Assignment:
Look below for the line containing "The Go client"; from there through the line containing "Replace daemon version-skew", both lines included, please set down each line exactly and nothing else.

[Source data]
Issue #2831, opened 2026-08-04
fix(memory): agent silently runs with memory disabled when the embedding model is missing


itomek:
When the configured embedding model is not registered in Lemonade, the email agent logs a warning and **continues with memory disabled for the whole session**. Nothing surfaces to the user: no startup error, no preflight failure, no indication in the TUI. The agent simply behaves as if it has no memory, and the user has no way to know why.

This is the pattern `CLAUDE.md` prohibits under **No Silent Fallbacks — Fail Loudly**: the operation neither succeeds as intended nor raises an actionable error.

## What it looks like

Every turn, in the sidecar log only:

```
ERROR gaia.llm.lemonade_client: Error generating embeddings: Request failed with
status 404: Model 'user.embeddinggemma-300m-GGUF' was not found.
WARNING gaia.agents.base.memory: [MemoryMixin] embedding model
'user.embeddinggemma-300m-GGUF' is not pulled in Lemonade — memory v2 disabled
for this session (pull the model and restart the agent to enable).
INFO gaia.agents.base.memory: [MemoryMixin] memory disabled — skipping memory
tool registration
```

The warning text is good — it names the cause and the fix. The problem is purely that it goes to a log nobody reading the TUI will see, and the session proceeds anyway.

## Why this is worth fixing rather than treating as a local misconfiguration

...

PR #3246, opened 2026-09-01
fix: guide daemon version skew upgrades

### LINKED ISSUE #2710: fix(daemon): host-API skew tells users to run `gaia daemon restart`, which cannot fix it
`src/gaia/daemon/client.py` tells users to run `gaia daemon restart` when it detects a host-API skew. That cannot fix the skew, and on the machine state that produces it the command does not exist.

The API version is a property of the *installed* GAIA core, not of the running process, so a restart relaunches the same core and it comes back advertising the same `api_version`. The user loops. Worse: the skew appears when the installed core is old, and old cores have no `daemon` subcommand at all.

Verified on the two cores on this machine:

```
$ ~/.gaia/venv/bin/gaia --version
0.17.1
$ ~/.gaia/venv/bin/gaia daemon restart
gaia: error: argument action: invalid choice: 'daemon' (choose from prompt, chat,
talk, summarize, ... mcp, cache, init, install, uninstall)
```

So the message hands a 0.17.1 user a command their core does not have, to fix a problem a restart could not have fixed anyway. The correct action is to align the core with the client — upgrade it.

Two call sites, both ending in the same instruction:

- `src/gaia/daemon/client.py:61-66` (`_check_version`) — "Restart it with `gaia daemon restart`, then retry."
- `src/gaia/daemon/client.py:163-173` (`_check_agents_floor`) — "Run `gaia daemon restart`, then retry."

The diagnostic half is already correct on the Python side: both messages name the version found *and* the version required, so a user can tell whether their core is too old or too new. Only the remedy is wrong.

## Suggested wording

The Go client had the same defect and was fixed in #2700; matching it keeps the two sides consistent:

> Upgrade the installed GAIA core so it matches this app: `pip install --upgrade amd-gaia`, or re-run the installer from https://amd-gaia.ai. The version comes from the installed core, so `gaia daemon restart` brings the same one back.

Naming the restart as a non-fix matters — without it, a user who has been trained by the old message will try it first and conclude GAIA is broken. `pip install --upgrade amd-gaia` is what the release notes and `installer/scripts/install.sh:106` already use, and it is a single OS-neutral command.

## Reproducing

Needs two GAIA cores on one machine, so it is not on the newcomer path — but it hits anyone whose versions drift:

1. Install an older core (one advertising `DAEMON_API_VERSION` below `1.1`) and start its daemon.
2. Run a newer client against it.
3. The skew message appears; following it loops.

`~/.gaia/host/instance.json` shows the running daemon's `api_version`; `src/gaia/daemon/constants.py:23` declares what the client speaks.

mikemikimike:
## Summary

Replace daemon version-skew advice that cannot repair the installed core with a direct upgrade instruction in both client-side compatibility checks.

Solution for this exercise:
The Go client had the same defect and was fixed in #2700; matching it keeps the two sides consistent:

> Upgrade the installed GAIA core so it matches this app: `pip install --upgrade amd-gaia`, or re-run the installer from https://amd-gaia.ai. The version comes from the installed core, so `gaia daemon restart` brings the same one back.

Naming the restart as a non-fix matters — without it, a user who has been trained by the old message will try it first and conclude GAIA is broken. `pip install --upgrade amd-gaia` is what the release notes and `installer/scripts/install.sh:106` already use, and it is a single OS-neutral command.

## Reproducing

Needs two GAIA cores on one machine, so it is not on the newcomer path — but it hits anyone whose versions drift:

1. Install an older core (one advertising `DAEMON_API_VERSION` below `1.1`) and start its daemon.
2. Run a newer client against it.
3. The skew message appears; following it loops.

`~/.gaia/host/instance.json` shows the running daemon's `api_version`; `src/gaia/daemon/constants.py:23` declares what the client speaks.

mikemikimike:
## Summary

Replace daemon version-skew advice that cannot repair the installed core with a direct upgrade instruction in both client-side compatibility checks.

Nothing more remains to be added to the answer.